Scan the material and copy every line in which "methods" appears.

→ Data provided:
==*==
PR #517, opened 2022-01-06
refactor, qt: Use std::chrono for parameters of QTimer methods

hebasto:
Since Qt 5.8 `QTimer` methods have overloads that accept `std::chrono::milliseconds` arguments:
==*==
→ Response:
refactor, qt: Use std::chrono for parameters of QTimer methods
Since Qt 5.8 `QTimer` methods have overloads that accept `std::chrono::milliseconds` arguments:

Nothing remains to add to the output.